--- Listed entries ---
....

PR #4946, opened 2022-11-28
per weapon auto aim feature

MjnMixael:
Adds the ability to do autoaim on a per weapon basis in addition to per ship or globally from ai profiles.

### DIFF
--- a/code/ship/ship.cpp
+++ b/code/ship/ship.cpp
@@ -11661,9 +11661,6 @@ int ship_fire_primary(object * obj, int force, bool rollback_shot)
 	int			banks_fired;				// used for multiplayer to help determine whether or not to send packet
 	banks_fired = 0;			// used in multiplayer -- bitfield of banks that were fired
 	bool has_fired = false;		// used to determine whether we should fire the scripting hook
-	bool has_autoaim, has_converging_autoaim, needs_target_pos;	// used to flag weapon/ship as having autoaim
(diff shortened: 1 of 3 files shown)


code/ship/ship.cpp
```diff
@@ -11782,6 +11759,30 @@ int ship_fire_primary(object * obj, int force, bool rollback_shot)
```
BMagnu, line 11759: Since we now do autoaim per weapon, we should move the variable declaration of ``float autoaim_fov`` from the top of the function to the top of this for loop, to make sure that it doesn't erroneously use it later when it must be defined per-weapon

code/ship/ship.cpp
```diff
@@ -11782,6 +11759,30 @@ int ship_fire_primary(object * obj, int force, bool rollback_shot)
...
+			}
+			else
+			{
+				target_position = Objects[aip->target_objnum].pos;
+			}
+
+			dist_to_target = vm_vec_dist_quick(&target_position, &obj->pos);
+		}
+
 		if (needs_target_pos) {
```
BMagnu, line 11786: Since this if is directly after an if with the same condition, just fuse these two ifs

BMagnu (changes requested):

BMagnu (approved):

Goober5000 (approved):

Issue #4429, opened 2022-06-20
No method available in LUA to clear mouse button downcount


z64555:
Revealed by issue #4173, the `isMouseButtonDown` LUA method only checks if a mouse button is currently down.  It does not clear the downcounter, which is incremented on every mouse button event, and can lead to controls conflicts/overlays with the LUA scripts.

This also means that there's no method to service a singular mouse button event in LUA, meaning mission designers have to come up with their own solutions to implement a one-shot reaction event instead of continuously firing the event while the mouse button is down.

Old scripts, such as Axem's Lua Promptbox script, got around the issue by turning on/off the mouse to prevent the controls from collecting mouse events.  Now that the mouse is toggled between mouse mode and joystick mode, scripts for new mods will have to account for the possibility that both joy0 controls and mouse controls may be used/bound.

z64555:
Some notes:
 * `mouse.h:mouse_down()` is mainly used outside of the mission playspace, AKA while within some menus that's outside of the normal gameplay.
 * `mouse.h:mouse_down_count()` is used exclusively within normal gameplay.
 * `mouse_down()` only checks if the quered button is down at the time of the check, not if it had gone down at any time before the check
 * `mouse_down_count()` checks if the queried button is down at the time of the check *or* if it had gone down at any time before the check.
 * `mouse_down_count()` clears the downcounter by default.

`mouse_down()` works within the context of the menus UI because execution more or less quickly loops over the checks continously in a single thread and code execution is tightly governed.

It doesn't work that well, if at all, within gameplay because gameplay has an aspect that menus does not: time.

The controls code has a very waterfall like schema which checks all controls to see if they had perhaps been activated since last frame.  The control checks then see what button/key they are bound to, and checks their downcounter.  If a control isn't checked for whatever reason, the downcounter remains untouched until its picked up by the control's handler.

`controlsconfig.h:CCI`'s have a new bool called `locked` which may be used to temporarily disable controls, which may be of some use for LUA scripts.

Since LUA scripts can run their own MenuUI within the gamespace, they're in a weird position where they need to be able to run a menu system and be able to emulate hardcoded control triggers.

Goober5000:
See #4948, although I wrote that before reading the latest comment.  I left it in draft pending discussion.

z64555:
Another observation,

[...]

PR #4948, opened 2022-11-29
add mouseButtonDownCount and flushMouse

Goober5000:
Implements #4429.


Goober5000:
Looking at @z64555 's latest comment on #4429, isMouseButtonDown might be useful after all and we may not want to deprecate it.

z64555:
> Looking at @z64555 's latest comment on https://github.com/scp-fs2open/fs2open.github.com/issues/4429, isMouseButtonDown might be useful after all and we may not want to deprecate it.

yeah, which I've said at least a few times that some consideration has to be put in to consider if isMouseButtonDown would still be useful.  mouseButtonDownCount appears to be able to emulate isMouseButtonDown by passing false to the reset argument, but I can't say for certain if that's enough of a nail for isMouseButtonDown's coffin.

Goober5000:
Ok, this is ready for review.  It looks like the `isMouseButtonDown` function is useful on its own, so I've un-deprecated it.

z64555:
After some thought I've decided that `isMouseButtonDown()` should be kept to detect if a mouse button is currently down and `mouseButtonDownCount()` should be used to detect the number of times a button went down.

There's two primary types of controls in the codebase, one is a continuously firing control (such as weapons) and the other is a one-shot control (such as comms, secondary weapon selection, etc).

Continuous controls need to check the button state, as it should be triggering every frame that the control is down.  One-shots however need to check the falling edges of the button state (when the button goes down), and potentially trigger for each of those edges so that "Press X a certain number of times, downscroll the same number of times" holds true.

Although `mouseButtonDownCount()` may be able to emulate `isMouseButtonDown()` by being told to not reset the counter and thus return true, it won't be able to detect when the button is let up.

z64555 (approved):
Mousewheel directions are not included, but those are a separate problem I hope to addressed Soon(TM).

PR #4949, opened 2022-11-29
clean traitor.tbl parsing

MjnMixael:
Cleans up traitor.tbl parsing by making `$Num Stages` and `$Formula` optional entries. Both entries' values are required to be something specific and in the case of Num Stages would assert if anything else was in the table. So, this sets the values and skips straight to parsing `$Multi Text` so that the retail table still parses properly.

Kept the old parsing as comments in case traitor.tbl is expanded upon sometime in the future.


Goober5000 (approved):
Good idea.

PR #4956, opened 2022-12-01
Fixes CTD with decals on dying ships

wookieejedi:
If a ship was getting shot with weapons that used decals, the decal code would hit an assertation, because the invalid decals were not being all removed.

This PR updates the decal cleanup loop, to ensure that no decals are missed, and all invalid ones are removed. Tests confirm this fixes the issue. Thanks to @BMagnu and @asarium for the clarifications and advice with this problem. 

Also cleaned up some comments and moved another assertation before setting of variables.


Goober5000 (approved):
Excellent detective work 👍

PR #4957, opened 2022-12-01
Expose decal options useful for modders

wookieejedi:
Now that decals are stable, this PR exposes two options that are very useful for modders:
1) Use a random range for the radius of decals (lifetime already uses a random range to excellent effect)
2) Add option to allow decals to use a random rotation when created.

Both are tested and work well.


Goober5000 (changes requested):
Commented elsewhere, but here they are again:
> PI should be PI2
> angle initialization should use `vm_angles_new`

Goober5000 (approved):

PR #4961, opened 2022-12-04
clean up support ship mode in all cases

Goober5000:
Whether a ship is a support ship or its target, and whether it is destroyed or vanished, its repair/rearm mode should be cleaned up in a consistent way.  This fixes a bug in Series Resurrecta where calling `ship-vanish` on a support ship put things into a broken state.


wookieejedi (approved):
Cleanup LGTM

PR #4962, opened 2022-12-04
add some additional weapon checks

Goober5000:
Enhance set-primary-weapon and set-secondary-weapon to check the validity of the weapon bank and weapon type.


wookieejedi (approved):
LGTM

....

Each of the entries must be set down again exactly.

PR #4946, opened 2022-11-28
per weapon auto aim feature

MjnMixael:
Adds the ability to do autoaim on a per weapon basis in addition to per ship or globally from ai profiles.

### DIFF
--- a/code/ship/ship.cpp
+++ b/code/ship/ship.cpp
@@ -11661,9 +11661,6 @@ int ship_fire_primary(object * obj, int force, bool rollback_shot)
 	int			banks_fired;				// used for multiplayer to help determine whether or not to send packet
 	banks_fired = 0;			// used in multiplayer -- bitfield of banks that were fired
 	bool has_fired = false;		// used to determine whether we should fire the scripting hook
-	bool has_autoaim, has_converging_autoaim, needs_target_pos;	// used to flag weapon/ship as having autoaim
(diff shortened: 1 of 3 files shown)


code/ship/ship.cpp
```diff
@@ -11782,6 +11759,30 @@ int ship_fire_primary(object * obj, int force, bool rollback_shot)
```
BMagnu, line 11759: Since we now do autoaim per weapon, we should move the variable declaration of ``float autoaim_fov`` from the top of the function to the top of this for loop, to make sure that it doesn't erroneously use it later when it must be defined per-weapon

code/ship/ship.cpp
```diff
@@ -11782,6 +11759,30 @@ int ship_fire_primary(object * obj, int force, bool rollback_shot)
...
+			}
+			else
+			{
+				target_position = Objects[aip->target_objnum].pos;
+			}
+
+			dist_to_target = vm_vec_dist_quick(&target_position, &obj->pos);
+		}
+
 		if (needs_target_pos) {
```
BMagnu, line 11786: Since this if is directly after an if with the same condition, just fuse these two ifs

BMagnu (changes requested):

BMagnu (approved):

Goober5000 (approved):

Issue #4429, opened 2022-06-20
No method available in LUA to clear mouse button downcount


z64555:
Revealed by issue #4173, the `isMouseButtonDown` LUA method only checks if a mouse button is currently down.  It does not clear the downcounter, which is incremented on every mouse button event, and can lead to controls conflicts/overlays with the LUA scripts.

This also means that there's no method to service a singular mouse button event in LUA, meaning mission designers have to come up with their own solutions to implement a one-shot reaction event instead of continuously firing the event while the mouse button is down.

Old scripts, such as Axem's Lua Promptbox script, got around the issue by turning on/off the mouse to prevent the controls from collecting mouse events.  Now that the mouse is toggled between mouse mode and joystick mode, scripts for new mods will have to account for the possibility that both joy0 controls and mouse controls may be used/bound.

z64555:
Some notes:
 * `mouse.h:mouse_down()` is mainly used outside of the mission playspace, AKA while within some menus that's outside of the normal gameplay.
 * `mouse.h:mouse_down_count()` is used exclusively within normal gameplay.
 * `mouse_down()` only checks if the quered button is down at the time of the check, not if it had gone down at any time before the check
 * `mouse_down_count()` checks if the queried button is down at the time of the check *or* if it had gone down at any time before the check.
 * `mouse_down_count()` clears the downcounter by default.

`mouse_down()` works within the context of the menus UI because execution more or less quickly loops over the checks continously in a single thread and code execution is tightly governed.

It doesn't work that well, if at all, within gameplay because gameplay has an aspect that menus does not: time.

The controls code has a very waterfall like schema which checks all controls to see if they had perhaps been activated since last frame.  The control checks then see what button/key they are bound to, and checks their downcounter.  If a control isn't checked for whatever reason, the downcounter remains untouched until its picked up by the control's handler.

`controlsconfig.h:CCI`'s have a new bool called `locked` which may be used to temporarily disable controls, which may be of some use for LUA scripts.

Since LUA scripts can run their own MenuUI within the gamespace, they're in a weird position where they need to be able to run a menu system and be able to emulate hardcoded control triggers.

Goober5000:
See #4948, although I wrote that before reading the latest comment.  I left it in draft pending discussion.

z64555:
Another observation,

[...]

PR #4948, opened 2022-11-29
add mouseButtonDownCount and flushMouse

Goober5000:
Implements #4429.


Goober5000:
Looking at @z64555 's latest comment on #4429, isMouseButtonDown might be useful after all and we may not want to deprecate it.

z64555:
> Looking at @z64555 's latest comment on https://github.com/scp-fs2open/fs2open.github.com/issues/4429, isMouseButtonDown might be useful after all and we may not want to deprecate it.

yeah, which I've said at least a few times that some consideration has to be put in to consider if isMouseButtonDown would still be useful.  mouseButtonDownCount appears to be able to emulate isMouseButtonDown by passing false to the reset argument, but I can't say for certain if that's enough of a nail for isMouseButtonDown's coffin.

Goober5000:
Ok, this is ready for review.  It looks like the `isMouseButtonDown` function is useful on its own, so I've un-deprecated it.

z64555:
After some thought I've decided that `isMouseButtonDown()` should be kept to detect if a mouse button is currently down and `mouseButtonDownCount()` should be used to detect the number of times a button went down.

There's two primary types of controls in the codebase, one is a continuously firing control (such as weapons) and the other is a one-shot control (such as comms, secondary weapon selection, etc).

Continuous controls need to check the button state, as it should be triggering every frame that the control is down.  One-shots however need to check the falling edges of the button state (when the button goes down), and potentially trigger for each of those edges so that "Press X a certain number of times, downscroll the same number of times" holds true.

Although `mouseButtonDownCount()` may be able to emulate `isMouseButtonDown()` by being told to not reset the counter and thus return true, it won't be able to detect when the button is let up.

z64555 (approved):
Mousewheel directions are not included, but those are a separate problem I hope to addressed Soon(TM).

PR #4949, opened 2022-11-29
clean traitor.tbl parsing

MjnMixael:
Cleans up traitor.tbl parsing by making `$Num Stages` and `$Formula` optional entries. Both entries' values are required to be something specific and in the case of Num Stages would assert if anything else was in the table. So, this sets the values and skips straight to parsing `$Multi Text` so that the retail table still parses properly.

Kept the old parsing as comments in case traitor.tbl is expanded upon sometime in the future.


Goober5000 (approved):
Good idea.

PR #4956, opened 2022-12-01
Fixes CTD with decals on dying ships

wookieejedi:
If a ship was getting shot with weapons that used decals, the decal code would hit an assertation, because the invalid decals were not being all removed.

This PR updates the decal cleanup loop, to ensure that no decals are missed, and all invalid ones are removed. Tests confirm this fixes the issue. Thanks to @BMagnu and @asarium for the clarifications and advice with this problem. 

Also cleaned up some comments and moved another assertation before setting of variables.


Goober5000 (approved):
Excellent detective work 👍

PR #4957, opened 2022-12-01
Expose decal options useful for modders

wookieejedi:
Now that decals are stable, this PR exposes two options that are very useful for modders:
1) Use a random range for the radius of decals (lifetime already uses a random range to excellent effect)
2) Add option to allow decals to use a random rotation when created.

Both are tested and work well.


Goober5000 (changes requested):
Commented elsewhere, but here they are again:
> PI should be PI2
> angle initialization should use `vm_angles_new`

Goober5000 (approved):

PR #4961, opened 2022-12-04
clean up support ship mode in all cases

Goober5000:
Whether a ship is a support ship or its target, and whether it is destroyed or vanished, its repair/rearm mode should be cleaned up in a consistent way.  This fixes a bug in Series Resurrecta where calling `ship-vanish` on a support ship put things into a broken state.


wookieejedi (approved):
Cleanup LGTM

PR #4962, opened 2022-12-04
add some additional weapon checks

Goober5000:
Enhance set-primary-weapon and set-secondary-weapon to check the validity of the weapon bank and weapon type.


wookieejedi (approved):
LGTM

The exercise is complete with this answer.